Thank you David. That's awesome!


----------



## Drain Pro (Nov 3, 2013)

ShtRnsdownhill said:


> if you been having issues from the beginning and you can document it, go to corporate and raise all hell with them..it should be replaced as defective from the beginning..




They've replaced it I don't know how many times. I even drove there and back. I feel defeated.


----------



## Drain Pro (Nov 3, 2013)

Toli from this forum messaged me tonight and gave some great insight on a new Mongoose remote that's in the works. It might be a good fit for me. I'll try Bulldozers guy and see if we can't fix this one. If not I'll cut my loses and go with Mongoose. Onwards and upwards. 


Sent from my iPhone using Tapatalk


----------



## ShtRnsdownhill (Jan 13, 2016)

could it be something on the main unit? did they replace with new or refurbished?


----------



## Drain Pro (Nov 3, 2013)

ShtRnsdownhill said:


> could it be something on the main unit? did they replace with new or refurbished?

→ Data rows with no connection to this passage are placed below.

PR #1185, opened 2023-02-09
Extend `Dropdown::ListItem`

alex-ju:
### :pushpin: Summary

Extend `Hds::Dropdown::ListItem` with selectable items and the option for result counts to support the upcoming 'Filter' pattern.

- Add `Hds::Dropdown::ListItem::Checkmark` as a proxy for `Hds::Interactive` with a `@selected` argument (for context switching)
- Add `Hds::Dropdown::ListItem::Checkbox` as a proxy for `Hds::Form::Checkbox` (for filter)
- Add `Hds::Dropdown::ListItem::Radio` as a proxy for `Hds::Form::Radio` (for filter)
- Add `@count` argument to selectable list items (Checkmark, Checkbox, Radio) 

> **Note**
> Internal class name changes: `hds-dropdown-list-item--[variant]` → `hds-dropdown-list-item--variant-[variant]`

Everything new soup to nuts in December. Countless control panels and handhelds prior to that. I'm starting to believe that they just don't have a remote that works the way they claim.


----------



## ShtRnsdownhill (Jan 13, 2016)

wow, that suxs...do other units of he same brand have this issue?


----------



## Drain Pro (Nov 3, 2013)

ShtRnsdownhill said:


> wow, that suxs...do other units of he same brand have this issue?




Of course they tell me no but I don't believe it.


----------



## ShtRnsdownhill (Jan 13, 2016)

I would try the rigid forum and ask around, they may also have a solution..


----------



## Drain Pro (Nov 3, 2013)

ShtRnsdownhill said:


> I would try the rigid forum and ask around, they may also have a solution..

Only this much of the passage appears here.